The relay points also use outdoor distribution boxes to connect the wireless devices.

Design features of the distribution box: 

The design adopts a hierarchical structure and is well-organized. 

2. All adopt a front-mounted modular installation design, which facilitates installation and subsequent product maintenance. 

3. Built-in heat-conducting fan, which balances the temperature between the interior of the cabinet and the outside environment. (The fan can be optionally equipped with a temperature controller. It will start working only when the temperature reaches the set value. Once within the set threshold, the fan will stop operating, thus saving energy.) 

4. Optional solar charging converter, which enhances the utilization rate of green energy in environments with sufficient sunlight; 

5. Optional installation of a Class D surge protector to ensure the safety of equipment inside the cabinet in harsh outdoor conditions. 

6. Long-duration gel batteries can provide a backup time of over 10 hours when the load power is around 100W. 

7. Utilizing a sine wave inverter power module, the system can freely switch between mains power and battery power modes, ensuring the continuity of power supply for the load. 

8. The inverter power module has a wide voltage range for mains power (140 - 280V) and is connected in parallel with the input mains power, ensuring the safety of the power distribution system. 

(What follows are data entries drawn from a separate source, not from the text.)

PR #840, opened 2022-01-13
Merging changes from v1 into v2 - Git magic January 13, 2022

aeunms:
For your convenience, here are [the changes from v1](https://github.com/OfficeDev/microsoft-teams-library-js/compare/aa80fbdcba0afa8da57c7d940f03e26282e6f4da...2005bdbc55f2f702c4dfd06c80787bb7299bfcda) that have been altered to fit in our repo. Please compare those changes with the file changes in this PR to ensure they have been altered correctly and nothing has been dropped on the way here.

### DIFF
--- a/packages/teams-js/src/public/authentication.ts
+++ b/packages/teams-js/src/public/authentication.ts
@@ -125,6 +125,7 @@ export namespace authentication {
             link.href,
             authenticateParameters.width,
             authenticateParameters.height,
+            authenticateParameters.isExternal,
           ]).then(([success, response]: [boolean, string]) => {
             if (success) {
               return response;
@@ -281,7 +282,7 @@ export namespace authentication {
     height = Math.min(height, Communication.currentWindow.outerHeight - 200);
     // Convert any relative URLs into absolute URLs before sending them over to the parent window
     const link = document.createElement('a');
-    link.href = authenticateParameters.url;
+    link.href = authenticateParameters.url.replace('{oauthRedirectMethod}', 'web');
     // We are running in the browser, so we need to center the new window ourselves
     let left: number =
       typeof Communication.currentWindow.screenLeft !== 'undefined'
@@ -494,6 +495,10 @@ export namespace authentication {
      * The preferred height for the pop-up. This value can be ignored if outside the acceptable bounds.
      */
     height?: number;
+    /**
+     * The flag which indicates whether the auth page should be opened in an external browser. This flag has no effect on the web client.
+     */
+    isExternal?: boolean;
   }
 
   /**
--- a/packages/teams-js/test/public/authentication.spec.ts
+++ b/packages/teams-js/test/public/authentication.spec.ts
@@ -336,15 +336,17 @@ describe('authentication', () => {
           url: 'https://someUrl',
           width: 100,
           height: 200,
+          isExternal: true,
         };
         authentication.authenticate(authenticationParams);
 
         const message = utils.findMessageByFunc('authentication.authenticate');
         expect(message).not.toBeNull();
-        expect(message.args.length).toBe(3);
+        expect(message.args.length).toBe(4);
         expect(message.args[0]).toBe(authenticationParams.url.toLowerCase() + '/');
         expect(message.args[1]).toBe(authenticationParams.width);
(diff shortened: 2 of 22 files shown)


packages/teams-js/src/public/authentication.ts
```diff
@@ -281,7 +282,7 @@ export namespace authentication {
     height = Math.min(height, Communication.currentWindow.outerHeight - 200);
     // Convert any relative URLs into absolute URLs before sending them over to the parent window
     const link = document.createElement('a');
-    link.href = authenticateParameters.url;
+    link.href = authenticateParameters.url.replace('{oauthRedirectMethod}', 'web');
```
TrevorJoelHarris, line 285: >link.href = authenticateParameters.url.replace('{oauthRedirectMethod}', 'web'); [](http://example.com/codeflow?start=4&length=79)

Not something that should hold up the merge, but @AE-MS have you seen something like this before? Came from this change: [https://github.com/OfficeDev/microsoft-teams-library-js/pull/750](https://github.com/OfficeDev/microsoft-teams-library-js/pull/750)

packages/teams-js/test/public/authentication.spec.ts
```diff
@@ -396,62 +398,6 @@ describe('authentication', () => {
...
-        height: 200,
-      };
-      const promise = authentication.authenticate(authenticationParams);
-
-      const message = utils.findMessageByFunc('authentication.authenticate');
-      expect(message).not.toBeNull();
-
-      utils.respondToMessage(message, false, 'someReason');
-
-      return expect(promise).rejects.toThrowError('someReason');
```
TrevorJoelHarris, line 451: I don't see these tests removed in the original change, why do we need to remove them?

packages/teams-js/test/public/media.spec.ts
```diff
@@ -874,25 +944,14 @@ describe('media', () => {
         return blobReadingPromise;
       }
 
-      it('getMedia calls with successful result via the handler', done => {
-        mobilePlatformMock.initializeWithContext(FrameContexts.content).then(() => {
+      it('getMedia calls with successful result via the handler', () => {
```
TrevorJoelHarris, line 947: I don't see the changes from here down in the original set of changes you linked. What caused them to get introduced here?

TrevorJoelHarris (changes requested):
:clock1:

packages/teams-js/test/public/authentication.spec.ts
aeunms: These were discovered as duplicates. I knew I fixed these tests and thought it was weird they were failing, so I looked and there were two of each.

aeunms: The ones kept can be seen at line 332

packages/teams-js/test/public/media.spec.ts
aeunms: This was me tinkering around to try and get them to pass the tests. I might leave them like this because I understood this as what should be done anyways from some of Niharika's feedback from the last git magic PR.

test-results/unit/unit-tests-report.xml
```diff
@@ -0,0 +1,283 @@
+<?xml version="1.0" encoding="UTF-8"?>
```
aeunms, line 1: I staged this file by accident. I'll be adding this to gitignore.

packages/teams-js/test/public/media.spec.ts
TrevorJoelHarris: If possible, I think it would be better to merge this without extra tinkering and then add this right away after the merge. It keeps the merge checkins limited to "just the merge" which can be helpful. Was this change necessary to make the test pass?

packages/teams-js/src/public/authentication.ts
AE-MS: @MarcinJuraszek want to look at this?

packages/teams-js/test/public/media.spec.ts
aeunms: Great clarification, they're not needed for making the tests pass so I've just reverted these changes.

TrevorJoelHarris (approved):
:shipit:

For point-to-point communication, the wireless equipment we recommend is our TQ-5000MS25. This device is equipped with a 25dBi directional gain antenna. Due to its high transmission power, the transmission distance can reach up to 30 kilometers. As a wireless transmission device between base stations, this equipment has many advantages. It has a built-in gigabit network interface, stable working performance, and the theoretical transmission bandwidth can reach 480 Mbps. The actual measured transmission bandwidth can reach 160 Mbps. This equipment has the characteristic of multi-level relay without loss, which can ensure a high bandwidth data even after multiple relays. The data loss during transmission is very small (the detailed parameters of the above two devices can be found in the product descriptions in the attachment). At the installation location of the base station equipment, the power supply method is the same as the front-end power supply method. Under normal circumstances, it is powered by AC 220V. If in some special situations, there is no city power supply, the above solar power supply system can also be adopted. 

Point-to-point distance-free transmission is shown in the following figure:

The distance between hotspots is quite far, so the TQ-5000MS25 is used for directional transmission to ensure that the monitoring data and images from the front end can be stably transmitted to the monitoring center.